À l’école, au collège et au lycée, l’un des principaux leviers dans la lutte contre les discriminations et les violences est l’éducation à la vie sexuelle et affective. Au-delà des enjeux hygiénistes (contraception, santé en matière d’IST), la découverte du respect, du consentement et la lutte contre les stéréotypes ont un impact important. Cette éducation permet de réduire les cas de harcèlement sexuel au sein des établissements, mais également de prévenir les violences tout au long de la vie des individus.
Elle donne des clefs pour ne pas reproduire de comportements violents, mais aussi pour savoir les reconnaître et s’en protéger. Alors qu’en primaire, 2 à 3 enfants pas classe sont victimes d’inceste, ces séances revêtent une importance évidente.

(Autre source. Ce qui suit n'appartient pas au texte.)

PR #920, opened 2024-05-09
feat: HIP-540 Change Or Remove Existing Keys From A Token

### LINKED ISSUE #776: Add HIP-540: Change Or Remove Existing Keys From A Token
### Problem

HIP-540 introduces new Hedera protobuf changes to TokenUpdateTransaction where the user will be able to remove keys that were initially set on the token. 

**HIP**

- [x] https://hips.hedera.com/hip/hip-540

**Hedera Protobuf**

- [ ] (link Hedera protobuf PR when available)

### Solution

- [ ] Design the feature
     - [ ] Add to the [SDK references repository](https://github.com/hashgraph/hedera-sdk-reference)
- [ ] Implement design
- [ ] Add example

### Alternatives

_No response_

0xivanov:
**Description**:
This PR implements HIP-540.

**Related issue(s)**:

Fixes #776

**Notes for reviewer**:

**Checklist**


.github/workflows/build.yml
```diff
@@ -58,7 +58,7 @@ jobs:
 
             - name: Start the local node
               if: success()
-              run: npx @hashgraph/hedera-local start -d --network local
+              run: npx @hashgraph/hedera-local start -d --network local --network-tag=0.50.0-alpha.0
```
gsstoykov, line 61: Should this be against a specific network tag or just against hedera-local@latest?

token_update_transaction_e2e_test.go
```diff
@@ -843,3 +843,212 @@ func TestIntegrationTokenUpdateTransactionCannotUpdateImmutableNFT(t *testing.T)
...
+	receipt, err = resp.SetValidateStatus(true).GetReceipt(env.Client)
+	require.NoError(t, err)
+
+}
+
+func TestIntegrationTokenUpdateTransactionUpdateAdminKeyWithoutAlreadySetAdminKeyFails(t *testing.T) {
+	t.Parallel()
+	env := NewIntegrationTestEnv(t)
+
+	zeroAdminKey, err := PrivateKeyFromString("0000000000000000000000000000000000000000000000000000000000000000")
```
gsstoykov, line 883: nit: Maybe you can somehow define the zeroAdminKey string. It looks bad having all that zeros in the tests.

token_update_transaction_e2e_test.go
```diff
@@ -843,3 +843,212 @@ func TestIntegrationTokenUpdateTransactionCannotUpdateImmutableNFT(t *testing.T)
...
+	require.NoError(t, err)
+
+	tx, err := NewTokenUpdateTransaction().
+		SetTokenID(*receipt.TokenID).
+		SetAdminKey(zeroAdminKey).
+		SetKeyVerificationMode(NO_VALIDATION).
+		FreezeWith(env.Client)
+	assert.NoError(t, err)
+
+	// Sign with the supply key should fail
```
gsstoykov, line 941: nit: If you have a comment here you can go ahead and add comments for the above steps as well. This would apply for other functions as well.

gsstoykov (commented):
Overall LGTM. Few nits and maybe we can add more tests from the test plan and would be ready for merge.

token_update_transaction_e2e_test.go
0xivanov: Added comments

token_update_transaction_e2e_test.go
0xivanov: added zeroKeyString const

gsstoykov (approved):
All looks good but should be merged after Mirror Node Queries and tests rerun.

token_update_transaction_hip540_e2e_test.go
```diff
@@ -0,0 +1,718 @@
...
+}
+
+func updateTokenKeysHelper(t *testing.T, tokenID TokenID, updateKeyType KeyType, client *Client, newKey Key, signerKey PrivateKey, verificationMode TokenKeyValidation) (TransactionResponse, error) {
+	privateKey, _ := newKey.(PrivateKey)
+	// Update the key
+	tx2 := NewTokenUpdateTransaction().
+		SetTokenID(tokenID).
+		SetKeyVerificationMode(verificationMode)
+
+	switch updateKeyType {
```
gsstoykov, line 641: Maybe the switch can be reused in a function taking in a transaction and a the KeyType

gsstoykov: Also the NONE value is never checked against in the switch

jeromy-cannon (approved):

token_update_transaction_hip540_e2e_test.go
```diff
@@ -0,0 +1,718 @@
...
+	require.NoError(t, err)
+
+	resp, err = updateTokenKeysHelper(t, *receipt.TokenID, updateKeyType, client, newKey, signerKey, verificationMode)
+	return resp, *receipt.TokenID, err
+}
+
+func updateTokenKeysHelper(t *testing.T, tokenID TokenID, updateKeyType KeyType, client *Client, newKey Key, signerKey PrivateKey, verificationMode TokenKeyValidation) (TransactionResponse, error) {
+	privateKey, _ := newKey.(PrivateKey)
+	// Update the key
+	tx2 := NewTokenUpdateTransaction().
```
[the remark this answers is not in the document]
0xivanov: fixed

jeromy-cannon (dismissed):

token_update_transaction_hip540_e2e_test.go
```diff
@@ -0,0 +1,718 @@
...
+	SUPPLY_KEY
+	FREEZE_KEY
+	FEE_SCHEDULE_KEY
+	PAUSE_KEY
+	METADATA_KEY
+	ADMIN_KEY
+	ALL
+	LOWER_PRIVILEGE
+	NONE
+	ALL_DIFFERENT_ADMIN_KEY
```
gsstoykov, line 52: This is never used.

token_update_transaction_hip540_e2e_test.go
```diff
@@ -0,0 +1,718 @@
...
+)
+
+const zeroKeyString = "0000000000000000000000000000000000000000000000000000000000000000"
```
gsstoykov, line 55: Maybe we should note to users that they can use this zeroKeyString from the HIP specification. The only place you can see this in action is this integration test suite. Maybe we can move the key to some other file in C++ for example I did something like this: 
```
/**
   * SDK needs to provide  a way to set an unusable key such as an Ed25519 all-zeros
   * key, since it is (presumably) impossible to find the 32-byte string whose SHA-512 hash begins with 32 bytes
   * of zeros. We recommend using all-zeros to clearly advertise any unsuable keys.
   */
  static inline const std::string ZERO_KEY_STR = "0000000000000000000000000000000000000000000000000000000000000000";
``` In the ED25519PrivateKey class.

File: token_update_transaction_hip540_e2e_test.go (hunk 6 above)
Comment (0xivanov) [reply token_update_transaction_hip540_e2e_test.go]: Removed

File: token_update_transaction_hip540_e2e_test.go (hunk 7 above)
Comment (0xivanov) [reply token_update_transaction_hip540_e2e_test.go]: Added const ZERO_KEY_STRING

**Review by 0xivanov — COMMENTED** [review]
Should revert the default local node version before merging.

File: crypto.go [hunk 8]
```diff
@@ -91,6 +91,15 @@ type PublicKey struct {
 	ed25519PublicKey *_Ed25519PublicKey
 }
 
+/**
+ *  SDK needs to provide  a way to set an unusable key such as an Ed25519 all-zeros
+ *  key, since it is (presumably) impossible to find the 32-byte string whose SHA-512 hash begins with 32 bytes
+ *  of zeros. We recommend using all-zeros to clearly advertise any unusable keys.
+ */
+func UnusableKey() (PublicKey, error) {
```
gsstoykov, line 99: nit: Would just avoid using unusable as the key name it might bring confusion. Instead lets leave it zeroKey or something similar.

gsstoykov (dismissed):

crypto.go
0xivanov: Renamed

gsstoykov (approved):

Fixées en 2001 à 21 séances obligatoires tout au long de scolarité, fin 2023, ce sont en moyenne 2,7 séances qui sont proposées au cours d’un cursus complet. Un chiffre alarmant qui s’explique par un manque cruel de moyens déployés pour former et accompagner un personnel spécialisé.

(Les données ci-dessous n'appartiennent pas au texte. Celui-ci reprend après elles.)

Issue #841, opened 2023-12-20
Add Account Balance/Info, Contract Info Mirror Node Queries 


NicolaMirchev:
### Problem

Detailed: https://github.com/hashgraph/hedera-sdk-reference/issues/144

### Solution

Add a service to query balance data for the corresponding network:

Detailed:
https://www.notion.so/limechain/Mirror-Node-Queries-fe0d563db0d545fdafd7a0a5137fe5bd

HIP: https://hips.hedera.com/hip/hip-873

Mirror Node: https://github.com/hashgraph/hedera-mirror-node/issues/7386

agadzhalov:
Work is continued on separated issues

Go-TCK[: Implement JSON-RPC methods for ](https://github.com/hashgraph/hedera-sdk-go/issues/874)AccountCreateTransaction
Go-TCK: [Implement JSON-RPC methods for](https://github.com/hashgraph/hedera-sdk-go/issues/875) AccountUpdateTransaction
Go-TCK[: Implement JSON-RPC methods for ](https://github.com/hashgraph/hedera-sdk-go/issues/876)AccountDeleteTransaction
Go-TCK[: Implement JSON-RPC methods for ](https://github.com/hashgraph/hedera-sdk-go/issues/877)AccountInfoQuery

PR #930, opened 2024-05-14
feat(HIP-367) Mirror Node Queries

gsstoykov:
This PR introduces the SDK capability for querying `AccountInfo`, `ContractInfo`, `AccountBalance` and `TokenRelationships` from the Mirror Node. Currently not all Mirror Node queries will be used by the SDK but the `AccountInfo` and `TokenRelationship` queries are needed in order to populate the SDK fields for `TokenBalances` and `TokenRelationships` thus resolving the deprecations described in https://github.com/hashgraph/hedera-sdk-reference/issues/144.

**Related issue(s)**:

Fixes https://github.com/hashgraph/hedera-sdk-go/issues/841

**Notes for reviewer**:
Currently the GO SDK has no straightforward way of verifying JSON objects. A note for future implementations would be adding a more sophisticated JSON validation.

At some point we should discuss approaches for testing the Mirror Node responses. Currently the responses are only validated through the flows of the integration tests. All tests including `AccountInfo`, `ContractInfo`, `AccountBalance` and `TokenRelationships` serve as validation of the queries.

Tests and examples are now dependant on Mirror Node update times so data from the queries will be assumed to be valid after a 2-3 second delay. Currently there is no way for working around that delay time as it is dependant on the Mirror Node itself.

**Checklist**


mirror_node_gateway.go
```diff
@@ -0,0 +1,99 @@
...
+}
+
+// Function to obtain account info for given account ID. Return the pure JSON response as mapping
+func AccountInfoMirrorNodeQuery(networkUrl string, accountId string) (map[string]interface{}, error) {
+	accountInfoUrl := buildUrlParams(networkUrl, "accounts", accountId)
+	return makeGetRequest(accountInfoUrl)
+}
+
+// Function to obtain balance of tokens for given contract ID. Return the pure JSON response as mapping
+func ContractInfoMirrorNodeQuery(networkUrl string, contractId string) (map[string]interface{}, error) { // nolint
```
0xivanov, line 43: This is not used

mirror_node_gateway.go
```diff
@@ -0,0 +1,99 @@
...
+	if strings.HasPrefix(client.GetMirrorNetwork()[0], localNetwork) {
+		return "http://" + localNetwork + ":5551" + apiVersion
+	} else {
+		// prefix is mainnet, testnet or previewnet
+		return "https://" + client.GetMirrorNetwork()[0] + apiVersion
+	}
+}
+
+// Make a GET HTTP request to provided URL and map it's JSON response to a generic `interface` map and return it
+func makeGetRequest(networkUrl string) (response map[string]interface{}, e error) {
```
0xivanov, line 71: I don't really like that we are returning generic `interface`. One suggestion - to modify your function to return the response body contents directly and let the caller handle the JSON decoding.

```go
// Make a GET HTTP request to provided URL and return its body and any potential error
func makeGetRequest(networkUrl string) (body []byte, err error) {
    // Make an HTTP request
    resp, err := http.Get(networkUrl)
    if err != nil {
        return nil, err
    }
    defer resp.Body.Close()

    // Read the response body
    body, err = ioutil.ReadAll(resp.Body)
    if err != nil {
        return nil, err
    }

    // Check for non-200 status codes
    if resp.StatusCode >= 400 {
        return nil, fmt.Errorf("HTTP request failed with status code: %d", resp.StatusCode)
    }

    return body, nil
}
```

0xivanov: We could ditch the `TokenRelationshipFromJson` and other similar methods if we are using `json.Unmarshal`

mirror_node_gateway.go
gsstoykov: Yeah, we had it defined at some point when we saw the specification differently. But I don't think we should remove it because if the mirror node query gateway where to be a full implementation it should match the api defined here:
https://mainnet-public.mirrornode.hedera.com/api/v1/docs/#/

mirror_node_gateway.go
```diff
@@ -0,0 +1,99 @@
...
+
+import (
+	"encoding/json"
+	"fmt"
+	"net/http"
+	"strings"
+)
+
+// Function to obtain the token relationships of the specified account
+func TokenReleationshipMirrorNodeQuery(networkUrl string, id string) (map[string]interface{}, error) {
```
0xivanov, line 31: Typo

```suggestion
func TokenRelationshipMirrorNodeQuery(networkUrl string, id string) (map[string]interface{}, error) {
```

mirror_node_gateway.go
0xivanov: Could be done when we introduce "full" queries to the mirror node

mirror_node_gateway.go
```diff
@@ -0,0 +1,99 @@
...
+}
+
+// Function to obtain balance of tokens for given contract ID. Return the pure JSON response as mapping
+func ContractInfoMirrorNodeQuery(networkUrl string, contractId string) (map[string]interface{}, error) { // nolint
+	contractInfoUrl := buildUrlParams(networkUrl, "contracts", contractId)
+	return makeGetRequest(contractInfoUrl)
+}
+
+// Function to obtain balance of tokens for given account ID. Return the pure JSON response as mapping
+func AccountBalanceMirrorNodeQuery(networkUrl string, accountId string) (map[string]interface{}, error) {
```
0xivanov, line 49: Can be renamed to `AccountTokenBalance` since we want to get only the token balances.

0xivanov: Also here we are using `AccountInfoQuery` but in java sdk it's using the `TokenRelationship` query to get the token balances. 
https://github.com/hashgraph/hedera-sdk-java/pull/1698/files#diff-edc9172a6752893870b903e7c87f7227511b3820fcf6e5d31d092c80dd940afcR117

mirror_node_gateway.go
0xivanov: Currently we don't have test that is asserting the `TokenRelationships` from the token info. Should add.

account_balance.go
```diff
@@ -26,13 +26,10 @@ import (
...
 	Hbars Hbar
-
 	// Deprecated: Use `AccountBalance.Tokens` instead
-	Token map[TokenID]uint64
-
-	// Deprecated
+	Token  map[TokenID]uint64
 	Tokens TokenBalanceMap
-	// Deprecated
+	// Deprecated: use a mirror node query
```
0xivanov, line 32: Might be good idea to remove `Deprecated` for fields that are queried from mirror node. They are not actually being deprecated from the sdks

token_relationship.go
```diff
@@ -19,89 +19,60 @@ package hedera
...
  *
  */
+import (
+	"github.com/pkg/errors"
+)
 
 // TokenRelationship is the information about a token relationship
 type TokenRelationship struct {
 	TokenID              TokenID
-	Symbol               string
```
0xivanov, line 26: Revert

mirror_node_gateway.go
```diff
@@ -0,0 +1,99 @@
...
+
+import (
+	"encoding/json"
+	"fmt"
+	"net/http"
+	"strings"
+)
+
+// Function to obtain the token relationships of the specified account
+func TokenRelationshipMirrorNodeQuery(networkUrl string, id string) (map[string]interface{}, error) {
```
0xivanov, line 31: Make these private

0xivanov (approved):
LGTM

PR #947, opened 2024-06-03
fix: Raise an error if the transaction is not frozen while signing

### LINKED ISSUE #946: `Sign` without `Freeze` does not fail
### Description

Signing requires the transaction to be frozen. We need to make sure the request is frozen before signing. Add check for this and propagate `errTransactionIsNotFrozen` if the check fails

### Steps to reproduce

Sign and execute transaction without freezing.

### Additional context

_No response_

### Hedera network

testnet

### Version

2.37.0

### Operating system

None

0xivanov:
**Description**:

Signing requires the transaction to be frozen. We need to make sure the request is frozen before signing. Add check for this and propagate `errTransactionIsNotFrozen` if the check fails.

**Related issue(s)**:

Fixes #946

**Notes for reviewer**:

**Checklist**

### DIFF
--- a/account_create_transaction_e2e_test.go
+++ b/account_create_transaction_e2e_test.go
@@ -355,12 +355,14 @@ func TestIntegrationAccountCreateTransactionWithAliasFromAdminKeyWithReceiverSig
 		Execute(env.Client)
 	require.NoError(t, err)
 
-	resp, err := NewAccountCreateTransaction().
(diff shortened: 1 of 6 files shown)


gsstoykov (approved):
LGTM. Just a note:
Looks like HIP-745 features are poorly tested. Maybe we should have a follow-up on this.

PR #950, opened 2024-06-04
fix: Account Alias Mirror Node Queries

### LINKED ISSUE #948: Fix mirror node queries when using account alias
### Description

The mirror node does not accept der encoded account aliases. We cannot query newly created hollow account info and balanced because of this.

We should use the protobuf response in order to get the num of the account/contract and use it as parameter for the query.

### Steps to reproduce

1. Create hollow account
2. Set it's `AccountID` as query parameter.

### Additional context

_No response_

### Hedera network

previewnet

### Version

2.37.0

### Operating system

None

0xivanov:
**Description**:

The mirror node does not accept der encoded account aliases. We cannot query newly created hollow account info and balanced because of this.

We should use the protobuf response in order to get the num of the account/contract and use it as parameter for the query.

**Related issue(s)**:

Fixes #948

**Notes for reviewer**:

**Checklist**

### DIFF
--- a/token_transfer_transaction_e2e_test.go
+++ b/token_transfer_transaction_e2e_test.go
@@ -26,6 +26,7 @@ package hedera
 import (
 	"fmt"
 	"testing"
+	"time"
 
 	"github.com/stretchr/testify/assert"
 	"github.com/stretchr/testify/require"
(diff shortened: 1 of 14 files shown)


token_transfer_transaction_e2e_test.go
```diff
@@ -110,6 +111,9 @@ func TestIntegrationTokenTransferTransactionCanExecute(t *testing.T) {
 	_, err = resp.SetValidateStatus(true).GetReceipt(env.Client)
 	require.NoError(t, err)
 
+	// Wait for mirror node to import data
+	time.Sleep(3 * time.Second)
```
0xivanov, line 115: Remove this

gsstoykov (dismissed):
Lets do a couple of reruns for the integration tests so we are sure that flakiness is gone. Otherwise LGTM.

gsstoykov (approved):

gsstoykov (approved):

Le harcèlement sous toutes ses formes
Chaque femme a déjà subit une situation de harcèlement sexuel dans la rue. Sous couvert de drague, il peut prendre la forme de propos insistants, d’insultes, voire d’attouchements et représente une véritable violence. Même s’il peut paraître anodin, le harcèlement représente une négation du consentement de l’autre.

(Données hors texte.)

PR #986, opened 2024-06-20
fix: Properly handle `PlatformNotActive` status code

0xivanov:
**Description**:

Currently when `PlatformNotActive` code gets returned from consensus in transactions or queries, we retry. 
But this is not the case for `TransactionReceiptQuery` and `TransactionRecordQuery` because they have custom implementation for the `shouldRetry` method.

This PR fixes returning precheck error in case of `PlatformNotActive` status. If `PlatformNotActive` occurs, we should retry.

**Related issue(s)**:

Fixes #

**Notes for reviewer**:

**Checklist**


gsstoykov (dismissed):

gsstoykov (approved):
LGTM.

Issue #893, opened 2024-03-19
Write unit tests for the go `TCK`


0xivanov:
### Problem

Write unit tests for the go `TCK`

### Solution

-

0xivanov:
fixed in #1012

PR #1012, opened 2024-07-30
fix(TCK): `AccountCreateTransaction`

### LINKED ISSUE #1013: fix(TCK): JSON-RPC methods for `AccountCreateTransaction`
### Problem

Fix AccountCreate tck method to work with the latest version of the tck server

### Solution

-

### Alternatives

_No response_

0xivanov:
**Description**:

Fix `AccountCreate` tck method to work with the latest version of the tck server

**Related issue(s)**:

Fixes #1013 #893

**Notes for reviewer**:

**Checklist**


transaction.go
```diff
@@ -4877,6 +4877,27 @@ func (tx *Transaction) execute(client *Client, e TransactionInterface) (Transact
 	}, nil
 }
 
+func (tx *Transaction) FreezeWith(client *Client, e TransactionInterface) (TransactionInterface, error) { //nolint
```
0xivanov, line 4880: TODO: we need a way of calling freeze on a transaction, without knowing the concrete type of the transaction. It's used in `FillOutTransaction` method

0xivanov (commented):
Adding some notes for reviewers and for myself.

crypto.go
```diff
@@ -32,6 +32,7 @@ import (
 	"github.com/hashgraph/hedera-protobufs-go/services"
 	"github.com/pkg/errors"
 	"golang.org/x/crypto/pbkdf2"
+	protobuf "google.golang.org/protobuf/proto"
 )
 
 const _Ed25519PrivateKeyPrefix = "302e020100300506032b657004220420"
```
gsstoykov, line 38: Note for the future: This is not actually correct.

key_list.go
```diff
@@ -73,7 +78,7 @@ func (kl *KeyList) AddAllPublicKeys(keys []PublicKey) *KeyList {
 }
 
 // String returns a string representation of the KeyList
```
gsstoykov, line 80: nit: Guess this is some old typo.

tck/cmd/server.go
```diff
@@ -29,16 +29,10 @@ func main() {
...
-		"reset":                  errorHandlerWrapper(HandleError, handler.New(sdkService.Reset)),
-		"createAccount":          errorHandlerWrapper(HandleError, handler.New(accountService.CreateAccount)),
-		"createAccountFromAlias": errorHandlerWrapper(HandleError, handler.New(accountService.CreateAccountFromAlias)),
-		"getAccountInfo":         errorHandlerWrapper(HandleError, handler.New(accountService.GetAccountInfo)),
-		"updateAccountMemo":      errorHandlerWrapper(HandleError, handler.New(accountService.UpdateAccountMemo)),
-		"updateAccountKey":       errorHandlerWrapper(HandleError, handler.New(accountService.UpdateAccountKey)),
-		"deleteAccount":          errorHandlerWrapper(HandleError, handler.New(accountService.DeleteAccount)),
-		"generatePublicKey":      errorHandlerWrapper(HandleError, handler.New(methods.GeneratePublicKey)),
-		"generatePrivateKey":     errorHandlerWrapper(HandleError, handler.New(methods.GeneratePrivateKey)),
+		"setup":         errorHandlerWrapper(HandleError, handler.New(sdkService.Setup)),
```
gsstoykov, line 32: We are binding the endpoints to `errorHandlerWrapper`. This doesn't look that good in my opinion. Would expect something like `setup: handler.New()`). Maybe we can rename to `HandleWrapper`.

Une étude publiée par l’INED en 2017 révèle qu’en France, 100 % des utilisatrices de transports en commun ont déjà été victimes au moins une fois de harcèlement. Dans la rue, c’est 82 % des femmes de moins de 17 ans et 65 % des moins de 15 ans qui ont déjà été exposées à cette situation. Des chiffres loin de reculer.
Cette violence n’épargne pas le monde du travail. Encore très tabou il y a une quinzaine d’années, la parole se libère sur les situations de harcèlement au travail. En 2022, selon une enquête d’IPSOS, 62 % des Français interrogés jugeaient que le harcèlement au travail était plus répandu qu’il y a une dizaine d’années.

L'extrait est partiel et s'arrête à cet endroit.